> Material for this exercise
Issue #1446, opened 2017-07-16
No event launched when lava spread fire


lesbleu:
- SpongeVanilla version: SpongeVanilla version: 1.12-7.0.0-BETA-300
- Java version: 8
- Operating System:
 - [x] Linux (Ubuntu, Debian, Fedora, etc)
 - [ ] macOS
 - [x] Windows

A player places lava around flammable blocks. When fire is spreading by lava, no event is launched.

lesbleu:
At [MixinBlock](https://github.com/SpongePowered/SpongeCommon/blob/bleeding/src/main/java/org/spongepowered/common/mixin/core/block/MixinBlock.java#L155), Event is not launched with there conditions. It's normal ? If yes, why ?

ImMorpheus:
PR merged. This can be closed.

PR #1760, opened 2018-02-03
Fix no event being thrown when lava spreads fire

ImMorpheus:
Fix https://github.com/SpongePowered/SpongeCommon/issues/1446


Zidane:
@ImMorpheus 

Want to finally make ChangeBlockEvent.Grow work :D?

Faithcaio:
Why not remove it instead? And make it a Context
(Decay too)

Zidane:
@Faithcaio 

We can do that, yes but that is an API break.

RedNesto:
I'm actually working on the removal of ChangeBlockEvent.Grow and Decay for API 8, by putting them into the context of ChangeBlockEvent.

--

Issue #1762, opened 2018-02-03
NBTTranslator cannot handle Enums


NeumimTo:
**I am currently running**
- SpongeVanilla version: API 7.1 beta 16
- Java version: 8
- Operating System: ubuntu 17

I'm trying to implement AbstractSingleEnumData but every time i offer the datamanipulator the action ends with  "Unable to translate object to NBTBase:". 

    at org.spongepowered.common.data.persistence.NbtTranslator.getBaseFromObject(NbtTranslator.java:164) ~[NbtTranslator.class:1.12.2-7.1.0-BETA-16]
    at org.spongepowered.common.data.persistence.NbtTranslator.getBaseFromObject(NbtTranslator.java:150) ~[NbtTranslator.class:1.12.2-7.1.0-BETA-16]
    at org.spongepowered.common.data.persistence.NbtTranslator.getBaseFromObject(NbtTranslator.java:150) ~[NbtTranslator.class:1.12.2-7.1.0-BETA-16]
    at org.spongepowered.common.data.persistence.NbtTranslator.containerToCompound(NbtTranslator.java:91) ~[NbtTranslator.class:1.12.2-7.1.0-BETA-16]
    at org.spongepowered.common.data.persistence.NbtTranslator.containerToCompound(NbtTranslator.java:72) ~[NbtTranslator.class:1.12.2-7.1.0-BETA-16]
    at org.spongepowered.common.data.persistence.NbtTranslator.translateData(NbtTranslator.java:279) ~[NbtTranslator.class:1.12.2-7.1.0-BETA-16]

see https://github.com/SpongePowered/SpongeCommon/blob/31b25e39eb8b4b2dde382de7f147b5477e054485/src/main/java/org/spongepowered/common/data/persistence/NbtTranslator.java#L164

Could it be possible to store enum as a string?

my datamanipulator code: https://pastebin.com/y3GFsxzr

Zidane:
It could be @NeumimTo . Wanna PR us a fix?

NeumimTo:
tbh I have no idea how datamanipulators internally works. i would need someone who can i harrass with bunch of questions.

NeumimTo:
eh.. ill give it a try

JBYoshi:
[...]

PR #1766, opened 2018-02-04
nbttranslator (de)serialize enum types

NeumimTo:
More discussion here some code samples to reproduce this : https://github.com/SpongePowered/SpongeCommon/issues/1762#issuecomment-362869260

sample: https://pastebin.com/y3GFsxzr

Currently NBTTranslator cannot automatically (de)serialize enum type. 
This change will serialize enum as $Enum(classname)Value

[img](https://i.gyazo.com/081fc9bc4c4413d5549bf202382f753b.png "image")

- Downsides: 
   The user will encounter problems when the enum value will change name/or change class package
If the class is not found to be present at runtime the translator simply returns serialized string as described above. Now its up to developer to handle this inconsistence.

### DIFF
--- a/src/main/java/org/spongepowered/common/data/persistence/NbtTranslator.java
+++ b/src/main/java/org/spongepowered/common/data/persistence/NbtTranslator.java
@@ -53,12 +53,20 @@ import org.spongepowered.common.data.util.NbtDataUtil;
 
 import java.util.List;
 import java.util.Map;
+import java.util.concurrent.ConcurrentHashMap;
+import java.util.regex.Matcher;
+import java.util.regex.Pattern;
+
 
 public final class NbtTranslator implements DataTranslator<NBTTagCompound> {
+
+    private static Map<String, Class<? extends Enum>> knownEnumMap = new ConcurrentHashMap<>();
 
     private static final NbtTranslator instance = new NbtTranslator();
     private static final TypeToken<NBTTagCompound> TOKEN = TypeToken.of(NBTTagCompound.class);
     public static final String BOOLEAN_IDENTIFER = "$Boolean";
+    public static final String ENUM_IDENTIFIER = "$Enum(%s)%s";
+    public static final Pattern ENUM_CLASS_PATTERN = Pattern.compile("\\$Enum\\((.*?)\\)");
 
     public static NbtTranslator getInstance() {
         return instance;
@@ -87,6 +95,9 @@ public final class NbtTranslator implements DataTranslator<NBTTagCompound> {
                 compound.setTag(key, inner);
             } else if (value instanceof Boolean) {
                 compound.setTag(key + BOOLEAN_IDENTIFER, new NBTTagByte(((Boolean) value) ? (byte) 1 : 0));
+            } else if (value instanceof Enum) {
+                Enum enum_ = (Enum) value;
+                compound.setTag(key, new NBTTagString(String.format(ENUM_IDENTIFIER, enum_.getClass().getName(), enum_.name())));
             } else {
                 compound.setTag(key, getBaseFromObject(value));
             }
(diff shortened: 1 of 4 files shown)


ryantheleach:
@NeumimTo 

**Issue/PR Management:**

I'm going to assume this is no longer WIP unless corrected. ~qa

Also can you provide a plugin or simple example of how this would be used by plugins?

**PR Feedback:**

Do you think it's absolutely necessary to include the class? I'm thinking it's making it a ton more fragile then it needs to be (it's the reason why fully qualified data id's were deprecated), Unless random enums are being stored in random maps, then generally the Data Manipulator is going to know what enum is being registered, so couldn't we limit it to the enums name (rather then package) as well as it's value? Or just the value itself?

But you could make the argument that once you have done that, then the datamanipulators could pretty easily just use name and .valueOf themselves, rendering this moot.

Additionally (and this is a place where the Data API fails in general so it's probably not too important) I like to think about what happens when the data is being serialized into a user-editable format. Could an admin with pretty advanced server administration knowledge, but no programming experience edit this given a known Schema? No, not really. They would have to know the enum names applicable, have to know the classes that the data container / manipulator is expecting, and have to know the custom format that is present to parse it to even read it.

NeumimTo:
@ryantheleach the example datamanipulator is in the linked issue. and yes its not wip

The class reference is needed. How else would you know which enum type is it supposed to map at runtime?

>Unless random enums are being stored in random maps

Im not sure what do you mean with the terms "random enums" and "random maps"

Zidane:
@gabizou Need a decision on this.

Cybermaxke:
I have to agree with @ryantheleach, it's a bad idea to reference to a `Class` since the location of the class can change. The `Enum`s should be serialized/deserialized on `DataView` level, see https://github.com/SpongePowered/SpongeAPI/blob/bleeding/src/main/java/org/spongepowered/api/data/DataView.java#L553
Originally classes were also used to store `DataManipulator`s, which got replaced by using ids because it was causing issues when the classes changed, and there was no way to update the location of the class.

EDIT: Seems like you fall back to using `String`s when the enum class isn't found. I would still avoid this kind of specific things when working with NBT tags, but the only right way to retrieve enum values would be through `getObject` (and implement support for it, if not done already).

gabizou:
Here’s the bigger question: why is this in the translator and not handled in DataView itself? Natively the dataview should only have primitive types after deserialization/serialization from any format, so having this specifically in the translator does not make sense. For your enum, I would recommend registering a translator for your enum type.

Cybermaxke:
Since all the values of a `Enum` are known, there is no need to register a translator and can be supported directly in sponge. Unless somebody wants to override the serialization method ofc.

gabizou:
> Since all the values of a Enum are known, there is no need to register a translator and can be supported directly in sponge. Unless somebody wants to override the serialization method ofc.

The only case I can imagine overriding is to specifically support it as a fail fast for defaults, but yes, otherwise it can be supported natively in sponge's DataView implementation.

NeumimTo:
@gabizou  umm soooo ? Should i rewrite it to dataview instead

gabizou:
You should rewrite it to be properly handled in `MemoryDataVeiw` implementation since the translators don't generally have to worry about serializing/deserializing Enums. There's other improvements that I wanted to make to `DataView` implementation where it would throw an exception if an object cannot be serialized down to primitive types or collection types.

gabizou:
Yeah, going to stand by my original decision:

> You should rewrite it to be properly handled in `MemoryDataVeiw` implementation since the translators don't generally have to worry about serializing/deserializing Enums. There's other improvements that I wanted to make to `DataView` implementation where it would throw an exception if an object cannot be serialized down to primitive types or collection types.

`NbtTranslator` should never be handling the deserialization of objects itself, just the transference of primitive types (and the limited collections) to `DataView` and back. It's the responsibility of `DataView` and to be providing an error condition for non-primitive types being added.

* * *

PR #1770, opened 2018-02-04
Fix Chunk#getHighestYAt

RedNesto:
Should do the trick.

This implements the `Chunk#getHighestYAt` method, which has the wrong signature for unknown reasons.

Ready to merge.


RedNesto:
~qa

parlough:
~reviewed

> Action item
With the line holding "Issue #1446, opened 2017-07-16" as the first and the line holding "PR #1760, opened 2018-02-03" as the last, set down that range of the entries above exactly, and nothing else.

> Output below
Issue #1446, opened 2017-07-16
No event launched when lava spread fire


lesbleu:
- SpongeVanilla version: SpongeVanilla version: 1.12-7.0.0-BETA-300
- Java version: 8
- Operating System:
 - [x] Linux (Ubuntu, Debian, Fedora, etc)
 - [ ] macOS
 - [x] Windows

A player places lava around flammable blocks. When fire is spreading by lava, no event is launched.

lesbleu:
At [MixinBlock](https://github.com/SpongePowered/SpongeCommon/blob/bleeding/src/main/java/org/spongepowered/common/mixin/core/block/MixinBlock.java#L155), Event is not launched with there conditions. It's normal ? If yes, why ?

ImMorpheus:
PR merged. This can be closed.

PR #1760, opened 2018-02-03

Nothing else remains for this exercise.